Level 3 - Small numbers of small studies or great heterogeneity or very different population.

References

  1. Grundmann R, Heistermann S. Postoperative albumin infusion therapy based on colloid osmotic pressure. A prospectively randomized trial. Archives of Surgery 1985;120(8):911-15.
  2. Blunt MC, Nicholson JP, Park GR. Serum albumin and colloid oncotic pressure in survivors and nonsurvivors of prolonged critical illness. Anaesthesia 1998;53(8):755-761.
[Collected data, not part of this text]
PR #9993, opened 2022-02-11
clike compilers: Add default sysroot include directory

thierryreding:
When building against a sysroot, meson currently fails to detect that
the /usr/include directory within that sysroot is a default search
directory. This causes the directory to be added with -isystem to the
compiler command-line which in turn causes include lookup failures.

A minimal test case to reproduce this behaviour is:

  $ echo -e "#include <iostream>\nint main() { return 0; }" > foo.cpp
  $ g++ --sysroot / -isystem /usr/include -o foo foo.cpp
  In file included from /usr/include/c++/11.1.0/ext/string_conversions.h:41,
                   from /usr/include/c++/11.1.0/bits/basic_string.h:6594,
                   from /usr/include/c++/11.1.0/string:55,
                   from /usr/include/c++/11.1.0/bits/locale_classes.h:40,
                   from /usr/include/c++/11.1.0/bits/ios_base.h:41,
                   from /usr/include/c++/11.1.0/ios:42,
                   from /usr/include/c++/11.1.0/ostream:38,
                   from /usr/include/c++/11.1.0/iostream:39,
                   from foo.cpp:1:
  /usr/include/c++/11.1.0/cstdlib:75:15: fatal error: stdlib.h: No such file or directory
     75 | #include_next <stdlib.h>
      |               ^~~~~~~~~~
  compilation terminated.

Omitting the -isystem /usr/include option avoids that error because it
doesn't mess up the include directory search order.

Fix this by adding the sysroot's /usr/include directory to the list of
default search directories when a sysroot is detected. This ensures that
any occurrences of it are filtered out and the include directory search
order is left alone.


thierryreding:
@dcbaker any comments on this?

thierryreding:
@dcbaker I'm still running into this issue with sysrooted cross builds, can you take a look at this?

mesonbuild/compilers/mixins/clike.py
```diff
@@ -100,6 +100,21 @@ def to_native(self, copy: bool = False) -> T.List[str]:
                 new.insert(group_start, '-Wl,--start-group')
         # Remove system/default include paths added with -isystem
         default_dirs = self.compiler.get_default_include_dirs()
+        sys_root = None
+
+        for i, each in enumerate(new):
+            if each.startswith('--sysroot'):
+                if each == '--sysroot' and i + 1 < len(new):
+                    sys_root = new[i + 1]
+                    break
```
dcbaker, line 109: I'd prefer to optimize for the common case, which is that `--sysroot` has a proper argument passed to it:
```python
if each == '--sysroot':
    try:
        sys_root = new[i + 1]
    except IndexError:
        mlog.warn('--sysroot passed to', self.language, 'compiler without an argument')
    break
```
Plus this will warn someone that they're probably doing something they didn't mean to.

Otherwise, this looks good to me.

dcbaker (changes requested):

dcbaker:
Also, I'm sorry I missed this before. I haven't been doing a good job of keeping my github notifications manageable :/

mesonbuild/compilers/mixins/clike.py
thierryreding: Sorry, forgot to actually push this after incorporating your suggestions and then forgot about it. I've rebased this and pushed out the updated commit.

mering:
One should probably also add the library search paths within the sysroot automatically.

thierryreding:
I don't think adding the library search paths is necessary. When --sysroot is specified, the library search paths returned by the compiler will typically be modified to include the sysroot. meson should then automatically pick up the right search paths.

I've uploaded a rebased version and fixed an issue that was flagged by mypy. There's a remaining failing check, but that looks unrelated.

@dcbaker any chance we can get this in? There are a few references to this, so this might actually be helpful for use-cases outside the one I originally encountered.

  3. Alderson P, Bunn F, Lefebvre C, et al. Human albumin solution for resuscitation and volume expansion in critically ill patients. In The Cochrane Library Issue 3, 2000. Oxford: Update Software.
  4. Wilkes MM, Navickis RJ. Patient survival after human albumin administration. A meta-analysis of randomized controlled trials. Ann Intern Med 2001;135(3):149-164.